The Agency defines RFC as "the most you can still do despite your limitations." 20 C.F.R. § 404.1545(a)(1).
Plaintiff is 42 years old and she has at least a high school education. (Id.)Plaintiff worked in the past as a case worker, social service aide, and case supervisor. (Tr. 17).
While the Court was unable to find any record of Plaintiff's educational background, she does claim that she was a Licensed Social Worker ("LSW"), which requires at least a master's degree in social work.
The ALJ's "Findings," which represent the rationale of his decision, were as follows:
1. The claimant last met the insured status requirements of the Social Security Act on March 31, 2008.(Tr. 13-17).
2. The claimant did not engage in substantial gainful activity during the period from her alleged onset date of December 6, 2004 through her date last insured of March 31, 2008 (20 CFR 404.1571 et seq.).
3. Through the date last insured, the claimant had the following severe impairments: degenerative joint disease of both knees with the residual effects of arthroscopic surgeries (20 CFR 404.1520(c)).
4. Through the date last insured, the claimant did not have an impairment or combination of impairments that met or medically equaled one of the listed impairments in 20 CFR Part 404, Subpart P, Appendix 1 (20 CFR 404.1520(d), 404.1525 and 404.1526).

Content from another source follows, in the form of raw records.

PR #182, opened 2026-09-20
fix: name the bad argument when an address helper is handed a Worksheet

kibertoad:
## Summary

Passing a Worksheet in the workbook or address slot of getCellAtAddress / setCellAtAddress now raises OpenXmlSchemaError identifying the bad argument and pointing to the existing worksheet coordinate helpers. Non-string parseSheetRange arguments are rejected without invoking string coercion.

## Motivation

JavaScript callers previously received a misleading missing-delimiter diagnostic containing [object Object], or a raw TypeError when a Worksheet occupied the workbook slot.

## Changes

- Validate the workbook shape and address type at the public boundary, sharing address resolution between the get/set helpers.
- Describe the received type without interpolating arbitrary input values.
- Keep the existing typed signatures and APIs; add a patch changeset.

## Testing

- Regression coverage for misplaced Worksheets, omitted arguments, null, primitives, arrays, symbols and a throwing toString method. JavaScript misuse is exercised through Reflect.apply without unsafe type casts.
- All 3,037 tests pass, including XML schema conformance.
- Typecheck, lint, knip, build, size, attw and packed-consumer checks pass locally.

## Breaking changes

Valid typed calls are unchanged. Invalid JavaScript calls now consistently throw OpenXmlSchemaError; some previously escaped as native TypeError or were coerced into strings. Diagnostic wording also changes.

## Checklist

      the result.
      marked accordingly.
      comments.


baseballyama (approved):
Thanks for improving these diagnostics! Both misplaced-Worksheet cases now identify the bad argument, and the added JavaScript-boundary tests cover symbols and throwing string coercion without unsafe casts. Valid address calls remain unchanged; all 3,037 tests and the local packaging checks pass.

PR #184, opened 2026-09-22
fix: cell text shaped like _xHHHH_ lost characters on save

kibertoad:
## Summary

A cell whose text already looks like the `_xHHHH_` escape convention loses characters on save. `escapeCellString` protects such text by escaping the underscore that opens a sequence, and it misses two shapes of opener, so a reader decodes text the user wrote literally. `_x0041_x0042_` comes back as `_x0041B`, and `"SKU_x0041\nrest"` comes back as `SKUAx000A_rest`.

## Motivation

Opened without an issue: found while auditing the escape layer, not reported by a user.

The convention is that `_` is a literal in normal text but a sequence opener in escape position, so an existing `_xHHHH_` is stored as `_x005F_xHHHH_`. Whether an underscore is an opener depends on what closes the sequence, and there are two sources for that character.

The closer can be shared. In `_x0041_x0042_` the underscore at index 6 closes the first sequence and opens the second, and `String.prototype.replace` does not overlap matches, so a pattern that consumes the closer protects one opener and leaves the next one exposed.

The closer can also be absent from the input entirely. An illegal codepoint is written as `_xHHHH_`, which puts an underscore straight after whatever precedes it: `SKU_x0041` followed by a line break goes out as `SKU_x0041_x000A_`. Excel decodes left to right without overlapping, the same rule our reader applies, so the file on disk is genuinely wrong rather than merely misread here.

| written | read back |
| --- | --- |
| `_x0041_x0042_` | `_x0041B` |
| `a_x0044_x0045_x0046_b` | `a_x0044Ex005FFb` |
| `SKU_x0041` + `\n` + `rest` | `SKUAx000A_rest` |
| `col_x0009` + `\t` + `val` | `col` + `\t` + `x0009_val` |

## Changes

- `escapeCellString` matches the opening underscore alone, through a lookahead built from the same character class the illegal-codepoint pass replaces. Either pass can supply the closer, and the closer stays unconsumed so it can open the sequence that follows. Text of this shape round-trips through shared strings, rich-text runs and inline strings.
- `loadWorkbook` decodes each `<t>` of a shared string on its own rather than concatenating the raw text and decoding once. Two halves could combine into a sequence neither of them held, and `loadWorkbook` and `loadWorkbookStream` returned different text for the same bytes; the streaming reader already decoded per element. The `<r>` branch of the same helper is unreachable (`parseRichString` returns before it whenever a run exists) and goes with it.
- No change for input with a single sequence: `foo_x0041_bar` still emits `foo_x005F_x0041_bar`, so existing files and existing golden bytes are unaffected.

## Testing

```sh
pnpm vitest run tests/utils tests/io tests/workbook/shared-strings.test.ts
```

- `tests/utils/escape.property.test.ts` pins the invariant rather than samples of it: escape followed by unescape is the identity. The generator's alphabet is the convention's own characters, because a general string generator produces `_x0041_` about never. It fails against `main`.
- The inline-string case runs through the streaming writer, the only path that emits `<is>`: the test fills the shared-string table past its payload budget first, then reads the samples back through `loadWorkbookStream` and through `loadWorkbook`.
- Full suite: 42 failures here and 42 on `main`, all of them the conformance tiers that shell out to `xmllint`, which is absent on this machine. CI installs it.

## Breaking changes

None. The stored form changes only for text that previously round-tripped incorrectly; anything that round-tripped before is byte-identical.

## Checklist


baseballyama (approved):
Thank you so much! Matching the opener alone so the closer stays free to open the next sequence is the right fix, and the property test over the convention's own alphabet is what makes it convincing. Good call dropping the dead `<r>` branch in `collectText` while you were there.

5. After careful consideration of the entire record, the undersigned finds that, through the date last insured, the claimant had the residual functional capacity to perform light work as defined in 20 C.F.R. 404.1567(b) subject to the following limitations: occasional climbing of ramps and stairs; no climbing of ropes, ladders, or scaffolds; occasional balancing, stooping, and crouching; no kneeling or crawling, and; no exposure to hazards, including unprotected heights.

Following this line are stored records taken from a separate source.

PR #185, opened 2026-09-22
fix: copyRange corrupted an overlapping same-sheet copy

kibertoad:
## Summary

`copyRange` corrupted an overlapping same-sheet copy, and both range movers left stale cells sitting inside the block they had just written. `copyRange` now reads the source before writing any of it, and both functions replace the landing rectangle whole rather than stamping populated cells over whatever was already there.

## Motivation

Opened without an issue: found while auditing the range helpers, not reported by a user.

Shifting a block by a row or a column is the ordinary way to make space in a table, and it is exactly the case that broke. `copyRange` read `ws.rows` inside its write loop, so `A2` was written (as the copy of `A1`) before it was read (as the source for `A3`), and `[1, 2, 3]` copied from `A1:A3` to `A2:A4` collapsed to `[1, 1, 1, 1]`.

Reading the whole source up front fixes a dense range but not a sparse one. With `A2` empty, the same call writes `A2` and `A4` and never touches `A3`, so the old `3` survives inside the pasted block: `[1, 1, 3, 3]` where Excel gives `[1, 1, _, 3]`. The gaps have to travel with the values.

That raises the wider question of whether an empty source cell should blank its destination at all. Answering it only for the overlap leaves the library deciding the same question two ways depending on whether two rectangles happen to touch. Replacing the landing rectangle whole is one rule, it is what pasting a selection means in Excel, and it removes a second defect: `setCell` writes through an existing cell, so a destination kept its own `hyperlinkId` / `commentId` when a copy landed on it, and copying an unlinked cell over a linked one left the new value wearing the old link. Clearing the rectangle first drops those cells outright, so there is nothing left to inherit.

`styleId` has a related problem that this PR only documents. It indexes the source workbook's `cellXfs`, and a `Worksheet` holds no reference to its workbook, so a copy into a sheet belonging to a different workbook cannot be detected here, let alone remapped. `targetWs` being same-workbook is now a stated precondition on both functions instead of an unwritten one.

## Changes

- `copyRange` / `moveRange` replace the landing rectangle whole. A coordinate whose source cell is empty now lands empty instead of keeping the destination's own value.
- A destination cell no longer keeps its `hyperlinkId` / `commentId` when a copy or move lands on it. Cross-sheet copies still drop the source's ids, unchanged.
- The returned count covers populated source cells only. For a sparse source overlapping its target it can now be lower than before: the old count included destination cells the write loop had created itself and then re-read.
- Both docblocks state the same-workbook requirement on `opts.targetWs`.

## Testing

```sh
pnpm vitest run tests/worksheet/copy-range.test.ts tests/worksheet/move-range.test.ts
```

6. Through the date last insured, the claimant was capable of performing past relevant work as a case worker, social service aide, and case supervisor. This work did not require the performance of work-related activities precluded by the claimant's residual functional capacity (20 CFR 404.1565).
7. The claimant was not under a disability, as defined in the Social Security Act, at any time from December 6, 2004, the alleged onset date, through March 31, 2008, the date last insured (20 CFR 404.1520(f)).
In sum, the ALJ concluded that Plaintiff was not under a disability as defined by the Social Security Regulations and was therefore not entitled to DIB. (Tr. 17).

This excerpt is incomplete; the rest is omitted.